I don’t have the bandwidth to dig through the python API to see what is going on, but it appears that it uses the data in the json files to avoid the overflow problem I ran into.

So it would be nice if either:
A) the python API could safely load binary output from the GUI or
B) the GUI binary export also included the magic additional files to allow for processing via API

Thanks @jcdoll1 for reporting this, and sorry for the trouble!

We found the issue. There is a bug in the binary parsing code in the MSO API library, that would not correctly parse export files that contain more than one waveform.

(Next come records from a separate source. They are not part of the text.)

PR #4404, opened 2021-02-18
[fr] adj avant ou arrière rule

Rebecca-auque:
accord adj avant et arrière

### DIFF
--- a/languagetool-language-modules/fr/src/main/resources/org/languagetool/rules/fr/grammar.xml
+++ b/languagetool-language-modules/fr/src/main/resources/org/languagetool/rules/fr/grammar.xml
@@ -10087,14 +10087,14 @@ though, and has since been slightly modified)-->
   <category id="CAT_GRAMMAIRE" name="Grammaire">
       <rule id="ADJ_AVANT_OU_ARRIERE" name="adj avant ou arrière" default="temp_off">
       <pattern>
-             <token postag="N.*" postag_regexp="yes"></token>
+             <token postag="N.*" postag_regexp="yes"/>
     <marker>
         <token regexp="yes">avants|arrières</token>
     </marker>
 </pattern>
 <message>Une erreur d’orthographe semble être détectée.</message>
 <suggestion suppress_misspelled="yes"><match no="2" regexp_match="(?iu)s" regexp_replace=""/></suggestion>
-<example correction="avant">Les roues <marker>avants</marker> de la voiture.</example>
+<example correction="avant">Il regarde les roues <marker>avants</marker> de la voiture.</example>
         </rule>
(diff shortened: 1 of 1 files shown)


languagetool-language-modules/fr/src/main/resources/org/languagetool/rules/fr/grammar.xml
```diff
@@ -10085,6 +10085,17 @@ though, and has since been slightly modified)-->
...
   </category>
   <category id="CAT_GRAMMAIRE" name="Grammaire">
+      <rule id="ADJ_AVANT_OU_ARRIERE" name="adj avant ou arrière" default="temp_off">
+      <pattern>
+             <token postag="N.*" postag_regexp="yes"/>
+    <marker>
+        <token regexp="yes">avants|arrières</token>
+    </marker>
+</pattern>
+<message>Une erreur d’orthographe semble être détectée.</message>
```
udomai, line 10095: Could you make the message a little more explanatory? Something like "Quand 'arrière' est utilisé en tant qu'adjectif, il est invariable.".

languagetool-language-modules/fr/src/main/resources/org/languagetool/rules/fr/grammar.xml
```diff
@@ -10085,6 +10085,17 @@ though, and has since been slightly modified)-->
     </rulegroup>
   </category>
   <category id="CAT_GRAMMAIRE" name="Grammaire">
+      <rule id="ADJ_AVANT_OU_ARRIERE" name="adj avant ou arrière" default="temp_off">
+      <pattern>
```
udomai, line 10089: Can you confirm that none of the examples found by the rule editor are false positives?
Especially "lignes arrières" seems to be very popular.
Let's put a `<url>` in there, too. How about https://www.larousse.fr/dictionnaires/francais/arri%c3%a8re/5400 ? It says there "L'adjectif est invariable".

languagetool-language-modules/fr/src/main/resources/org/languagetool/rules/fr/grammar.xml
Rebecca-auque: That's done.

languagetool-language-modules/fr/src/main/resources/org/languagetool/rules/fr/grammar.xml
Rebecca-auque: It isn't a FP as it means "les lignes qui sont à l'arrière (du terrain...)". I put another url taking into account both "avant" and "arrière" and explaining the rule.

udomai:
merged here: 9799f2771bde3d9d6990dc0679cc9b82240ea8cf

PR #4453, opened 2021-02-26
[fr] a ou en moyen de transport rule

Rebecca-auque:
Confusion entre les prépositions à et en.

### DIFF
--- a/languagetool-language-modules/fr/src/main/resources/org/languagetool/rules/fr/grammar.xml
+++ b/languagetool-language-modules/fr/src/main/resources/org/languagetool/rules/fr/grammar.xml
@@ -37493,6 +37493,57 @@ though, and has since been slightly modified)-->
     </rule>
   </category>
   <category id="CAT_TOURS_CRITIQUES" name="Tours critiqués divers (barbarismes, impropriétés, solécismes, etc.)">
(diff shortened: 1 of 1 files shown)


languagetool-language-modules/fr/src/main/resources/org/languagetool/rules/fr/grammar.xml
```diff
@@ -37493,6 +37493,57 @@ though, and has since been slightly modified)-->
...
+              <token>en</token>
+              <token regexp="yes">vélo|byciclette|moto|cheval|skis</token>
+              <token regexp="yes">tout|à</token>
+              <token regexp="yes">chemin|terrain|cailloux</token>
+          </antipattern>
+          <pattern>
+              <marker>
+                  <token>en</token>
+              </marker>
+              <token regexp="yes">vélo|byciclette|moto|cheval|skis</token>
```
udomai, line 37537: The rule editor results gave me some ideas: Does this rule work also for `snowboard|skateboard|VTT|raquettes|crampons` or some of those?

When using Logic MSO from the Logic software, every waveform (trace) that you see is kept in memory until the PC-side buffer is full. That means that during typical use, hundreds or thousands of traces are stored in memory. You can view these later by entering history mode. When you export analog data that was recorded with Logic MSO, you have options to export all waveforms, or just the current waveform. In this case, your export file contained over 200 stored waveforms.

This can be done using the MSO API as well, by setting the number of MinWaveforms to a value greater than 1.

In either case, the bug in the MSO API parse code failed to handle parsing more than 1 waveform. I have a quick fix open in a pull request now: https://github.com/saleae/mso-api/pull/10

I expect we’ll be able to get that shipped pretty soon, but I haven’t had a chance to talk with the engineer who runs the MSO API quite yet.

In the meantime, you could either just make that change locally, or you can clone the repo and checkout the branch with the fix locally, and use that instead of the installed version. In my case, I just used the python error output to get the path of the crashing file and edited it in place for now.

Thanks again for reporting this! I look forward to getting this shipped in the next release.